### HOW TO COMPLETE THIS TASK
The entries are to be repeated verbatim, with nothing left out.

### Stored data
━━━━━━

PR #1781, opened 2020-11-29
Finish Unwind.v except set_call_unwind

aferr:
I think set_call_unwind needs to be weakened.

# Checklist

      construction.

### DIFF
--- a/experimental/ni_coq/vfiles/Unwind.v
+++ b/experimental/ni_coq/vfiles/Unwind.v
@@ -9,7 +9,8 @@ From OakIFC Require Import
     ModelSemUtils
     LowEquivalences
     NIUtilTheorems
-    Tactics.
+    Tactics
+    Unfold.
 From RecordUpdate Require Import RecordSet.
 Import RecordSetNotations.
 Local Open Scope map_scope.
@@ -60,6 +61,28 @@ Proof.
     simpl in *. erewrite upd_neq; auto. erewrite upd_neq; auto.
 Qed.
 
+Ltac label_cases :=
+    match goal with
+        | l1: level, l2: level, ell: level |- _ =>
+            (* l1 not found in environment here ?? *)
+            (* (if l1 <<? ell then _ else _) = 
+            (if l2 <<? ell then _ else _) => *)
+            destruct (l1 <<? ell), (l2 <<? ell)
+    end.
+
+Ltac unwind_crush_step2 :=
+    lazymatch goal with
+        | H: {| obj := _; lbl := _ |} = _ |- _ => inversion H; subst
+        | H: Some _ = Some _ |- _ => inversion H
+        | _ => idtac
+    end.
+
+Ltac unwind_crush :=
+    repeat match goal with
+        (* | _ => progress label_cases *) (* this causes coq to get stuck *)
+        | _ => progress unwind_crush_step2
+    end.
+
 Theorem chan_append_unwind: forall ell ch1 ch2 ch1obj ch2obj msg,
     chan_low_eq ell ch1 ch2 ->
     ch1.(obj) = Some ch1obj ->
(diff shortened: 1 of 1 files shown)


experimental/ni_coq/vfiles/Unwind.v
```diff
@@ -68,43 +91,114 @@ Theorem chan_append_unwind: forall ell ch1 ch2 ch1obj ch2obj msg,
...
+        specialize (H0 han). autounfold with loweq in *.
+        destruct (chans han), (chans0 han). simpl in *. 
+        destruct (lbl <<? ell), (lbl0 <<? ell) eqn:E.
+        all: unwind_crush. 
+        all: try congruence.
+        (* not sure what happened here ...*)
+        destruct obj; destruct obj0; (rewrite E; auto).
+    * (* <> *)
+    subst. erewrite upd_neq. erewrite upd_neq.
+    all: eauto.
```
jadephilipoom, line 194: Very nitpicky, but since the `<>` case is pretty short, I'd remove the need for two cases here by doing:
```coq
destruct (dec_eq_h han0 han); [ | subst; erewrite !upd_neq by eauto; eauto ].
```

experimental/ni_coq/vfiles/Unwind.v
```diff
@@ -60,6 +61,28 @@ Proof.
     simpl in *. erewrite upd_neq; auto. erewrite upd_neq; auto.
 Qed.
 
+Ltac label_cases :=
+    match goal with
+        | l1: level, l2: level, ell: level |- _ =>
+            (* l1 not found in environment here ?? *)
```
jadephilipoom, line 67: Try `Set Printing All` -- is there maybe a coercion around `l1`?

experimental/ni_coq/vfiles/Unwind.v
```diff
@@ -60,6 +61,28 @@ Proof.
...
+            (* (if l1 <<? ell then _ else _) = 
+            (if l2 <<? ell then _ else _) => *)
+            destruct (l1 <<? ell), (l2 <<? ell)
+    end.
```
jadephilipoom, line 71: Maybe you were working around the problem you mention in the comment here, but if what you want is just a thing that destructs `<<?`, I'd rewrite it as 
```coq
Ltac label_cases :=
    lazymatch goal with
    | l: level, ell: level |- context [l <<? ell] =>
            destruct (l <<? ell)
    end.
```
...so that it works when you have only one level equality check in context, and doesn't keep destructing when the check has already been destructed.

experimental/ni_coq/vfiles/Unwind.v
```diff
@@ -60,6 +61,28 @@ Proof.
...
+Ltac unwind_crush_step2 :=
+    lazymatch goal with
+        | H: {| obj := _; lbl := _ |} = _ |- _ => inversion H; subst
+        | H: Some _ = Some _ |- _ => inversion H
+        | _ => idtac
+    end.
+
+Ltac unwind_crush :=
+    repeat match goal with
+        (* | _ => progress label_cases *) (* this causes coq to get stuck *)
```
jadephilipoom, line 82: Does it still get stuck if there's a `|- context [l <<? ell]` check in `label_cases`? Maybe you're getting repeated `destruct`s on the same equality.

experimental/ni_coq/vfiles/Unwind.v
```diff
@@ -68,43 +91,114 @@ Theorem chan_append_unwind: forall ell ch1 ch2 ch1obj ch2obj msg,
...
+    unfold state_low_eq, state_upd_node_labeled.
+    intros; split; logical_simplify.
+    Focus 2. auto.
+    destruct s1, s2. cbv [RecordSet.set State.nodes] in *. simpl.
+    intros. do 2 rewrite node_state_proj_index_assoc.
+    destruct (dec_eq_nid id nid). 
+        * (* = *)
+            subst. do 2 erewrite upd_eq. eauto. 
+        * (* <> *)
+            erewrite upd_neq. erewrite upd_neq. all: eauto.
```
jadephilipoom, line 149:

━━━━━━

### RESULT
PR #1781, opened 2020-11-29
Finish Unwind.v except set_call_unwind

aferr:
I think set_call_unwind needs to be weakened.

# Checklist

      construction.

### DIFF
--- a/experimental/ni_coq/vfiles/Unwind.v
+++ b/experimental/ni_coq/vfiles/Unwind.v
@@ -9,7 +9,8 @@ From OakIFC Require Import
     ModelSemUtils
     LowEquivalences
     NIUtilTheorems
-    Tactics.
+    Tactics
+    Unfold.
 From RecordUpdate Require Import RecordSet.
 Import RecordSetNotations.
 Local Open Scope map_scope.
@@ -60,6 +61,28 @@ Proof.
     simpl in *. erewrite upd_neq; auto. erewrite upd_neq; auto.
 Qed.
 
+Ltac label_cases :=
+    match goal with
+        | l1: level, l2: level, ell: level |- _ =>
+            (* l1 not found in environment here ?? *)
+            (* (if l1 <<? ell then _ else _) = 
+            (if l2 <<? ell then _ else _) => *)
+            destruct (l1 <<? ell), (l2 <<? ell)
+    end.
+
+Ltac unwind_crush_step2 :=
+    lazymatch goal with
+        | H: {| obj := _; lbl := _ |} = _ |- _ => inversion H; subst
+        | H: Some _ = Some _ |- _ => inversion H
+        | _ => idtac
+    end.
+
+Ltac unwind_crush :=
+    repeat match goal with
+        (* | _ => progress label_cases *) (* this causes coq to get stuck *)
+        | _ => progress unwind_crush_step2
+    end.
+
 Theorem chan_append_unwind: forall ell ch1 ch2 ch1obj ch2obj msg,
     chan_low_eq ell ch1 ch2 ->
     ch1.(obj) = Some ch1obj ->
(diff shortened: 1 of 1 files shown)


experimental/ni_coq/vfiles/Unwind.v
```diff
@@ -68,43 +91,114 @@ Theorem chan_append_unwind: forall ell ch1 ch2 ch1obj ch2obj msg,
...
+        specialize (H0 han). autounfold with loweq in *.
+        destruct (chans han), (chans0 han). simpl in *. 
+        destruct (lbl <<? ell), (lbl0 <<? ell) eqn:E.
+        all: unwind_crush. 
+        all: try congruence.
+        (* not sure what happened here ...*)
+        destruct obj; destruct obj0; (rewrite E; auto).
+    * (* <> *)
+    subst. erewrite upd_neq. erewrite upd_neq.
+    all: eauto.
```
jadephilipoom, line 194: Very nitpicky, but since the `<>` case is pretty short, I'd remove the need for two cases here by doing:
```coq
destruct (dec_eq_h han0 han); [ | subst; erewrite !upd_neq by eauto; eauto ].
```

experimental/ni_coq/vfiles/Unwind.v
```diff
@@ -60,6 +61,28 @@ Proof.
     simpl in *. erewrite upd_neq; auto. erewrite upd_neq; auto.
 Qed.
 
+Ltac label_cases :=
+    match goal with
+        | l1: level, l2: level, ell: level |- _ =>
+            (* l1 not found in environment here ?? *)
```
jadephilipoom, line 67: Try `Set Printing All` -- is there maybe a coercion around `l1`?

experimental/ni_coq/vfiles/Unwind.v
```diff
@@ -60,6 +61,28 @@ Proof.
...
+            (* (if l1 <<? ell then _ else _) = 
+            (if l2 <<? ell then _ else _) => *)
+            destruct (l1 <<? ell), (l2 <<? ell)
+    end.
```
jadephilipoom, line 71: Maybe you were working around the problem you mention in the comment here, but if what you want is just a thing that destructs `<<?`, I'd rewrite it as 
```coq
Ltac label_cases :=
    lazymatch goal with
    | l: level, ell: level |- context [l <<? ell] =>
            destruct (l <<? ell)
    end.
```
...so that it works when you have only one level equality check in context, and doesn't keep destructing when the check has already been destructed.

experimental/ni_coq/vfiles/Unwind.v
```diff
@@ -60,6 +61,28 @@ Proof.
...
+Ltac unwind_crush_step2 :=
+    lazymatch goal with
+        | H: {| obj := _; lbl := _ |} = _ |- _ => inversion H; subst
+        | H: Some _ = Some _ |- _ => inversion H
+        | _ => idtac
+    end.
+
+Ltac unwind_crush :=
+    repeat match goal with
+        (* | _ => progress label_cases *) (* this causes coq to get stuck *)
```
jadephilipoom, line 82: Does it still get stuck if there's a `|- context [l <<? ell]` check in `label_cases`? Maybe you're getting repeated `destruct`s on the same equality.

experimental/ni_coq/vfiles/Unwind.v
```diff
@@ -68,43 +91,114 @@ Theorem chan_append_unwind: forall ell ch1 ch2 ch1obj ch2obj msg,
...
+    unfold state_low_eq, state_upd_node_labeled.
+    intros; split; logical_simplify.
+    Focus 2. auto.
+    destruct s1, s2. cbv [RecordSet.set State.nodes] in *. simpl.
+    intros. do 2 rewrite node_state_proj_index_assoc.
+    destruct (dec_eq_nid id nid). 
+        * (* = *)
+            subst. do 2 erewrite upd_eq. eauto. 
+        * (* <> *)
+            erewrite upd_neq. erewrite upd_neq. all: eauto.
```
jadephilipoom, line 149:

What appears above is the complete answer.